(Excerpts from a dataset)
PR #9660, opened 2025-03-20
fix(backend/ws): Add `user_id` to websocket event subscription key

Pwuts:
- Add `user_id` to WS subscription key
- Add error catching to WS message handler

### DIFF
--- a/autogpt_platform/backend/backend/server/ws_api.py
+++ b/autogpt_platform/backend/backend/server/ws_api.py
@@ -4,6 +4,7 @@ from contextlib import asynccontextmanager
 
 import uvicorn
 from autogpt_libs.auth import parse_jwt_token
+from autogpt_libs.utils.cache import thread_cached
 from fastapi import Depends, FastAPI, WebSocket, WebSocketDisconnect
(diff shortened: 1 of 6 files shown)


autogpt_platform/backend/backend/server/ws_api.py
```diff
@@ -85,20 +96,47 @@ async def handle_subscribe(
...
+        #     user_id=user_id,
+        # ):
+        #     await websocket.send_text(
+        #         WsMessage(
+        #             method=Methods.ERROR,
+        #             success=False,
+        #             error="Access denied",
+        #         ).model_dump_json()
+        #     )
+        #     return
```
Bentlybro, line 114: is this to stay for now?

Bentlybro (approved):

autogpt_platform/backend/backend/server/ws_api.py
Pwuts: yep, this can be re-enabled once we get the `DatabaseManager` deployed into the same pod or otherwise accessible to the `WebsocketServer` service

PR #12706, opened 2026-04-08
fix(backend/executor): parse RPC user dict into User model before accessing .timezone

majdyz:
## Why

Every scheduled graph execution in the dev-behave environment was failing with:

```
AttributeError: 'dict' object has no attribute 'timezone'
```

Root cause: in `add_graph_execution`, when `prisma.is_connected()` is `False` (which is always the case in the scheduler/executor process), `udb` is set to `DatabaseManagerAsyncClient`. Its `get_user_by_id` method goes through the RPC layer and returns `response.json()` — a plain `dict` — not a typed `User` model. The code then does `user.timezone`, which fails on a dict.

Sentry issue: https://significant-gravitas.sentry.io/issues/7395473462/

## What

- Wrap the `get_user_by_id` result with `User.model_validate()` in `executor/utils.py`, which accepts both a raw dict (from the RPC path) and an existing `User` instance (from the Prisma path).
- Add a regression test that simulates the exact failure path: `prisma.is_connected() = False`, `get_user_by_id` returns a raw dict, and verifies execution context is built without `AttributeError`.

## How

`User.model_validate(x)` is Pydantic v2's standard way to construct a model from either a dict or an existing model instance. This is the minimal fix at the usage site.

### DIFF
--- a/autogpt_platform/backend/backend/executor/utils.py
+++ b/autogpt_platform/backend/backend/executor/utils.py
@@ -31,7 +31,12 @@ from backend.data.execution import (
     NodesInputMasks,
 )
 from backend.data.graph import GraphModel, Node
-from backend.data.model import USER_TIMEZONE_NOT_SET, CredentialsMetaInput, GraphInput
+from backend.data.model import (
+    USER_TIMEZONE_NOT_SET,
+    CredentialsMetaInput,
+    GraphInput,
+    User,
+)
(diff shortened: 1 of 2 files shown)


majdyz:
Superseded by a proper fix that removes the silent fallback in _get_return (service.py) so RPC type mismatches fail loudly instead of silently returning raw dicts. New PR incoming.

* _TASK STATEMENT_
In the entries above, locate every line with the word "into" and copy it.

* _FINISHED TASK_
Pwuts: yep, this can be re-enabled once we get the `DatabaseManager` deployed into the same pod or otherwise accessible to the `WebsocketServer` service
fix(backend/executor): parse RPC user dict into User model before accessing .timezone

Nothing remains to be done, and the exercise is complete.